CTFD Jorge Costa
- Interactive map of CTFD Jorge Costa
- Full name: Centro de Treinos e Formação Desportiva Jorge Costa
- Location: Olival, Vila Nova de Gaia, Portugal
- Coordinates: 41°03′57″N 8°31′01″W﻿ / ﻿41.065921°N 8.51707°W
- Owner: Vila Nova de Gaia Municipality
- Operator: FC Porto
- Capacity: 3,800
- Type: Training ground
- Surface: Natural grass, artificial turf

Construction
- Opened: 5 August 2002
- Architect: Alcino Soutinho

Tenant
- FC Porto

= CTFD PortoGaia =

Football training complex of FC Porto

The CTFD PortoGaia (Centro de Treinos e Formação Desportiva Jorge Costa; English: Centro de Treinos e Formação Desportiva Jorge Costa) is a football training complex located in Olival, Vila Nova de Gaia, Portugal, that is used by the senior, reserve and youth teams of FC Porto.

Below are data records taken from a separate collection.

PR #1198, opened 2025-06-20
`ConditionalKeys`: Fix behaviour with arrays and unions

som-sm:
This PR:

- Fixes behaviour with arrays:
  ```ts
  type Current1 = ConditionalKeys<[string, number, string], string>;
  //   ^? type Current1 = 3 | "0" | "2" | (() => ArrayIterator<"0" | "2">) | { [x: number]: boolean | undefine…
  
  type Current2 = ConditionalKeys<string[], string>;
  //   ^? type Current2 = number | (() => ArrayIterator<number>) | { [x: number]: boolean | undefined; length?…
  
  type Current3 = ConditionalKeys<[string, number, ...string[]], string | number>;
  //   ^? type Current3 = number | "0" | "1" | (() => ArrayIterator<number | "0" | "1">) | { [x: number]: bool…
  
  type Updated1 = ConditionalKeys<[string, number, string], string>;
  //   ^? type Updated1 = "0" | "2"
  
  type Updated2 = ConditionalKeys<string[], string>;
  //   ^? type Updated2 = number
  
  type Updated3 = ConditionalKeys<[string, number, ...string[]], string | number>;
  //   ^? type Updated3 = number | "0" | "1"
  ```
  So, now for arrays we _only_ return back numeric keys.

- Fixes one edge case with unions:

  Currently, `ConditionalKeys` only returns _common matching_ keys when instantiated with unions, for example, `ConditionalKeys<{a: string} | {b: string}, string>` returns `never` and _not_ `'a' | 'b'`. Considering this behaviour is fine, `ConditionalKeys<{a: string} | {a: number}, string>` should return `never` and not `'a'`, because the common key `'a'` should match the condition across all union members.
  
  ```ts
  type Current = ConditionalKeys<{a: string} | {a: number}, string>;
  //   ^? type Current = "a"
  
  type Updated = ConditionalKeys<{a: string} | {a: number}, string>;
  //   ^? type Updated = never
  ```
  Maybe we can simply return _all_ matching keys across union members instead of just common matching keys. But IMO, it's fine to return back just the common keys.
  
<br>  

Here are some other minor behaviour changes:
- Fixes behaviour with primitives:
  ```ts
  type Current1 = ConditionalKeys<string, number>;
  //   ^? type Current1 = string | number | (() => StringIterator<string>) | (() => string) | ((pos: number) =…
  
  type Current2 = ConditionalKeys<number, () => number>;
  //   ^? type Current2 = ((radix?: number) => string) | (() => number) | ((fractionDigits?: number) => string…
  
  type Updated1 = ConditionalKeys<string, number>;
  //   ^? type Updated1 = "length"
  
  type Updated2 = ConditionalKeys<number, () => number>;
  //   ^? type Updated2 = "valueOf"
  ```
  Currently, we always return back all the keys of the primitive, so `ConditionalKeys<SomePrimitive>` returns `keyof SomePrimitive`. This happens because homomorphic mapped types, when instantiated with primitives, return them back as is.
  
- Keys with `never` value can now also be extracted using `any` as the condition.
   ```ts
   type Current = ConditionalKeys<{a: never; b: never}, any>;
   //   ^? type Current = never
   
   type Updated = ConditionalKeys<{a: never; b: never}, any>;
   //   ^? type Updated = 'a' | 'b'
   ```
   
- `string` indexors now return `string | number` instead of just `string`.
   ```ts
   type Current = ConditionalKeys<{[x: string]: boolean}, boolean>;
   //   ^? type Current = string
   
   type Updated = ConditionalKeys<{[x: string]: boolean}, boolean>;
   //   ^? type Updated = string | number
   ```
   
- `any` as input returns `PropertyKey` instead of `string`.
   ```ts
   type Current = ConditionalKeys<any, number>;
   //   ^? type Current = string
   
   type Updated = ConditionalKeys<any, number>;
   //   ^? type Updated = PropertyKey
   ```

### DIFF
--- a/source/conditional-keys.d.ts
+++ b/source/conditional-keys.d.ts
@@ -36,7 +36,7 @@ type NoMatchingKeys = ConditionalKeys<{a?: string}, string>;
 //=> never
 ```
 
-You can also extract array indicies whose value match the specified condition, as shown below:
+You can also extract array indices whose value match the specified condition, as shown below:
 ```
 import type {ConditionalKeys} from 'type-fest';
 
--- a/source/conditional-keys.d.ts
+++ b/source/conditional-keys.d.ts
@@ -1,5 +1,7 @@
-import type {If} from './if.d.ts';
-import type {IsNever} from './is-never.d.ts';
+import type {ExtendsStrict} from './extends-strict.d.ts';
+import type {IfNotAnyOrNever} from './internal/type.d.ts';
+import type {TupleToObject} from './tuple-to-object.d.ts';
+import type {UnknownArray} from './unknown-array.d.ts';
 
 /**
 Extract the keys from a type where the value type of the key extends the given `Condition`.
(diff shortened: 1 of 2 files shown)


sindresorhus:
> Maybe we can simply return all matching keys across union members instead of just common matching keys. But IMO, it's fine to return back just the common keys.

I think returning the common keys is the most correct.

som-sm:
> I think returning the common keys is the most correct.

Yup, agree!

Designed by Portuguese architect Alcino Soutinho and inaugurated in the summer of 2002, the complex is property of the Vila Nova de Gaia municipality, with the official name CTFD Olival/Crestuma. It had a construction cost of €16 million but was leased to FC Porto for €500 a month for a period of 50 years.

==Facilities==
- One grass pitch with a 3,800-capacity grandstand and floodlighting named Estádio Luís Filipe Menezes.
- Three grass pitches for training purposes.
- One artificial turf pitch with floodlighting.
- One artificial turf mini-pitch (40×30 metres).
- Three support buildings:
  - Entry building (reception, cafeteria, press center and auditorium).
  - Youth teams (three team dressing rooms, one referee dressing room, one coach dressing room, medical department, and hydrotherapy room).
  - Senior team (two team dressing rooms, two coach dressing rooms, two medical support rooms, hydrotherapy and massage room, gym).